Coincidently, I contacted SAS last week asking if they were planning to make them in the soft brown calf they use on their other models, and they said no. I asked if they could do a special make-up for me, but they said not at this time. I think they're missing an opportunity here. If I owned a shoe store, I would get them to make me a special run of their handsewn penny loafer in a matte brown calf. Those would rival anything from AE or Alden Cape Cod, possibly better in fact since they are much more supportive for the feet. I think it's an under-rated shoe in the "low end penny loafer" category, probably ranking at the high end of that category. The styling is conservative and out-of-date, which is also a plus in my books!

By the way, for information, here's the colours in which Fiebing's Leather Dye is offered:

https://img511.imageshack.us/my.php?image=fiebingscolourskh0.jpg


----------



## srivats (Jul 29, 2008)

Doctor Damage said:


> Coincidently, I contacted SAS last week asking if they were planning to make them in the soft brown calf they use on their other models, and they said no. I asked if they could do a special make-up for me, but they said not at this time. I think they're missing an opportunity here. If I owned a shoe store, I would get them to make me a special run of their handsewn penny loafer in a matte brown calf. Those would rival anything from AE or Alden Cape Cod, possibly better in fact since they are much more supportive for the feet. *I think it's an under-rated shoe in the "low end penny loafer" category, probably ranking at the high end of that category*. The styling is conservative and out-of-date, which is also a plus in my books!


(emphasis mine)

I asked the same thing and the said no ... I also asked them if they would offer special make-ups if a retailer asked them to, and they said 'possibly not'. I mentioned AAAC to the store manager and said that if they offered the penny loafer in other leathers/colors, they'd sell a lot of shoes.
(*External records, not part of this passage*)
PR #1042, opened 2019-12-19
Added basic chrono timestep modeling in text and h5 formats

dloney:
Adds chrono timestep logging for bodies and springs in text and h5 formats.

### DIFF
--- a/proteus/mbd/CouplingFSI.pxd
+++ b/proteus/mbd/CouplingFSI.pxd
@@ -297,6 +297,9 @@ cdef class ProtChSystem:
         bool initialised
         bool update_substeps
         int nBodiesIBM
+        object log_chrono_bodies
+        object log_chrono_springs
+        string log_chrono_format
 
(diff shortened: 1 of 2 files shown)


tridelat:
@dloney there is a function for looging of bodies (`ProtChBody`) here: https://github.com/erdc/proteus/blob/master/proteus/mbd/CouplingFSI.pyx#L1135-L1234
There isn't one for springs however

dloney:
The existing code records at the proteus time step. The new functionality logs on the chrono time step. I'd like to have the more fine resolution to keep track of the internal forces/velocities to better monitor for the systems going outside of their design limits since that can peak and drop back down by the next proteus time step.

tridelat:
@dloney I see, that sounds good, I think that it can go in like this, but we might want to separate some things from the `calculate` function into separate `prestep` and `poststep` functions if we need to add more things in the future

The manager said he will look into it, but don't hold your breath.

Having experienced the shoes firsthand, I strongly recommend SAS over any loafer available today. The construction and the fit on my loafers is superb, and if they use nicer leathers they will sell really well. I will see if I can post a few pics sometime next week.


----------



## pweller (May 21, 2008)

Thanks for your post. I would like a bit of clarification as to how you removed the original finish, and exactly how much of the original finish you removed.

I experimented with alcohol and some ultrafine steel wool on my Sebago classics (in an inconspicuous area), and found that I could strip the black finish down to almost a tan color (similar color to what you see on the inside of the shoes). I stopped at this one small spot, though, because I was concerned that if I tried this on the whole shoe that I wouldn't be able to remove the finish evenly, especially around the details and sewn toe.

So, how much of the original finish did you remove? Did you start with a cordovan colored shoe?


----------



## hbs midwest (Sep 19, 2007)

Doctor Damage said:


> Coincidently, I contacted SAS last week asking if they were planning to make them in the soft brown calf they use on their other models, and they said no. I asked if they could do a special make-up for me, but they said not at this time. I think they're missing an opportunity here. If I owned a shoe store, I would get them to make me a special run of their handsewn penny loafer in a matte brown calf. Those would rival anything from AE or Alden Cape Cod, possibly better in fact since they are much more supportive for the feet. I think it's an under-rated shoe in the "low end penny loafer" category, probably ranking at the high end of that category. The styling is conservative and out-of-date, which is also a plus in my books!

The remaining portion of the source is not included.